WORK REQUEST>
Type every record exactly as it appears.

───── DATA FOR THIS EXERCISE ─────

PR #305, opened 2023-05-26
Update whisper ort dependency to 1.15.0

jambayk:
## Describe your changes
Change whisper dependency from ort nightly to 1.15.0 stable release. 

### DIFF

─────

WRITTEN ANSWER>
PR #305, opened 2023-05-26
Update whisper ort dependency to 1.15.0

jambayk:
## Describe your changes
Change whisper dependency from ort nightly to 1.15.0 stable release. 

### DIFF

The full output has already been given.